What is being asked
Copy out all lines of the records in which the word "Maler" appears.

*-*-*

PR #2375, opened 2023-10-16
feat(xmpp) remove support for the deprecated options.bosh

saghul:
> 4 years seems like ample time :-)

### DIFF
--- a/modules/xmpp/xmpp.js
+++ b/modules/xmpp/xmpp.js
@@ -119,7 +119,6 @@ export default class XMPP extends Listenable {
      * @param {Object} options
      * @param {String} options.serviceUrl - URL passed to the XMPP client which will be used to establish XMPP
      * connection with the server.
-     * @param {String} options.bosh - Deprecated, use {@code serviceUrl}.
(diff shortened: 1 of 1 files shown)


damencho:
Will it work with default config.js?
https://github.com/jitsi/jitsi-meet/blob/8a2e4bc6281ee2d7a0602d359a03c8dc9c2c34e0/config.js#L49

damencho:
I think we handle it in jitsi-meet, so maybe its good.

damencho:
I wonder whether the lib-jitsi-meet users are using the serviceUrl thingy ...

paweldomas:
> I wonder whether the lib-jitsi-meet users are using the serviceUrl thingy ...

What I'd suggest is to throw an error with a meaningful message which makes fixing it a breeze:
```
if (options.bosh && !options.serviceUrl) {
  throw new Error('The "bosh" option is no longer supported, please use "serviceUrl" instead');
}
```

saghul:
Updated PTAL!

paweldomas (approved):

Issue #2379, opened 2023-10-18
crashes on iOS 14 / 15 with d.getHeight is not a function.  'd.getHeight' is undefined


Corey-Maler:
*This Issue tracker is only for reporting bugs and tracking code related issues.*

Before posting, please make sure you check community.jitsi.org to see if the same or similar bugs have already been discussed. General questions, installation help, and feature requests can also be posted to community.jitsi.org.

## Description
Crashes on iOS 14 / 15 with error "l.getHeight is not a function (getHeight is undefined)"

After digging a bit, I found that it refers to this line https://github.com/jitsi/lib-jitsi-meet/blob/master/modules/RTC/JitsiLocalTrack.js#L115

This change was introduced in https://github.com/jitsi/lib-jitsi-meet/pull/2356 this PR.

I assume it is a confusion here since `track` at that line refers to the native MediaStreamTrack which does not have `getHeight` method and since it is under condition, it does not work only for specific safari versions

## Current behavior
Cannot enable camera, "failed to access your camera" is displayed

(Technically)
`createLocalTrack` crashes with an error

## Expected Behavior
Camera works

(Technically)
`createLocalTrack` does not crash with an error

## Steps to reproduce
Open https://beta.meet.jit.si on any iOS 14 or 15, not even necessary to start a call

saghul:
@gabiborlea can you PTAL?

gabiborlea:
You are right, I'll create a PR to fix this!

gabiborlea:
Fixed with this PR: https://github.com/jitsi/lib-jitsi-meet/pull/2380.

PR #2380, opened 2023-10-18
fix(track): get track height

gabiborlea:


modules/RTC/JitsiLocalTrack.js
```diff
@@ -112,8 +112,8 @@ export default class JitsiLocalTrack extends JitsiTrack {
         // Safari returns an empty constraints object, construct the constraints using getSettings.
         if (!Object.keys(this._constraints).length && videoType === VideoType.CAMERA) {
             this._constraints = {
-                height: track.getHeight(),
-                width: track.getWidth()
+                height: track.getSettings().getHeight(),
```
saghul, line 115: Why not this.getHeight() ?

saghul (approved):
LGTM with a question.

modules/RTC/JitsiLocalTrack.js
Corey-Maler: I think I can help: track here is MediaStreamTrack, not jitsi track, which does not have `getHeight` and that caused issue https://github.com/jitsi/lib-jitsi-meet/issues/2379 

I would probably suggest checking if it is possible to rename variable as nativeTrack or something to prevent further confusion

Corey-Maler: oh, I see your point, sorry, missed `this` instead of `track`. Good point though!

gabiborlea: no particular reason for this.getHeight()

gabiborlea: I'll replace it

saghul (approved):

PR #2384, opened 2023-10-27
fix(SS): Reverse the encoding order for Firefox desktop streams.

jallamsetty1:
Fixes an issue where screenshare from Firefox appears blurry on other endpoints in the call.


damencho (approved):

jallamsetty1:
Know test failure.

*-*-*

Response area
Corey-Maler:
Corey-Maler: I think I can help: track here is MediaStreamTrack, not jitsi track, which does not have `getHeight` and that caused issue https://github.com/jitsi/lib-jitsi-meet/issues/2379 
Corey-Maler: oh, I see your point, sorry, missed `this` instead of `track`. Good point though!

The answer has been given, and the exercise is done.